Humans have this sort of innate ability to adjust to their surroundings. Well, I guess everything does. But with humans I find it interesting because there is more to the adjustment then just thousands of years of evolution. There is an intentional emotional and psychological evolution that happens that is generally a response or protection against cultural norms.

Where I noticed this is what we do with guilt. Humans for centuries have had ways to deal with this. For a while there we killed some animal to remove our guilt. We use penance. We say words. We justify our actions with beliefs about how we were created, or that we couldn’t help it or that it wasn’t actually wrong in the first place.

What is obvious is that guilt is real. We do something that we shouldn’t have done. Somehow we have this feeling that what we did shouldn’t have been done. Call it your conscience, call it the Holy Spirit, call it Natural Law. Regardless, it is there, and we don’t like it, so we try and get rid of it. Religions and psychotherapists have been trying to help us get over it since we had language.

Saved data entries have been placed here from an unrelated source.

PR #275, opened 2022-01-07
Resolve a memory leak with created lists

genevb:
Some additional tiny other changes, but predominantly to resolve the memory leak

### DIFF
--- a/StRoot/StAnalysisUtilities/StHistUtil.cxx
+++ b/StRoot/StAnalysisUtilities/StHistUtil.cxx
@@ -352,6 +352,7 @@
 #include "TObjString.h"
 #include "TMath.h"
 #include "TString.h"
+#include "TRegexp.h"
 #include "TPaveLabel.h"
 #include "TPaveText.h"
 #include "TLegend.h"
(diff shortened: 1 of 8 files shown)


plexoos:
If I understand correctly, a (partial) copy of a TList with histogram objects can be created by this line https://github.com/star-bnl/star-sw/pull/275/files#diff-ab754b35c990f9626b367fecb9746fb194cfb2d02b550b48a50d91bd25d6169cR1750
But according to this document https://root.cern/root/html534/TList.html#TList:_TList TList does not own the objects by default unless you call `dList2->SetOwner();` in https://github.com/star-bnl/star-sw/blob/8a817eea3e956ebb0fcb6ac192e8b55fdd347a45/StRoot/StAnalysisUtilities/StHistUtil.cxx#L1755-L1756

So, if you do take the ownership of the objects in the list and all works as expected then you should be able to just `delete dirList` and `dirList2` without the need to introduce the new boolean flags `created` and `createdR`.

genevb:
> So, if you do take the ownership of the objects in the list and all works as expected then you should be able to just `delete dirList` and `dirList2` without the need to introduce the new boolean flags `created` and `createdR`.

Thanks for the suggestion, @plexoos ....I'll look into it.
-Gene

The Christian version of confession is our attempt to deal with this natural human condition. It’s a way in which we can acknowledge the guilt and own up to how we’ve fallen short. I think confession is a good way to go about it as it acknowledges the problem is still there and hasn’t gone away. It keeps us in our place. As we aren’t just confession individual moments where we feel guilty but we are confessing the kinds of people we are. We fess up to the weakness over and over again to remind us that the strength doesn’t lie within us. We can’t just stop doing the things we confess about and everything gets better.

Staying in this place of confession as a Christian though, when held up to self-help world of dealing with guilt is a odd place to be in. Christians confess over and over again that we have sinned against God and each other and are in need of God’s grace to continue on in love and peace. The self-help world though seems to suggest that it’s not really you. You just have to try a bit harder to discover the real you, try your best and eventually this will go away. Confession is only a means to an end in that world. It’s a way to try and remove guilt for not trying hard enough. But guilt doesn’t disappear because you admit you did something wrong. Guilt can only be absorbed by grace, not by the reality of it’s existence.

I think we all have our ways in which we seek to make ourselves feel better for not living up to the people we know we should be. Confession can quickly just become an attempted quick-fix to deal with our guilty conscience. It should be more than that though. Confession should be a ritual of grace, causing us to remember who we were created to be and the grace we are always in need of to carry on in healthy relationships with each other and God.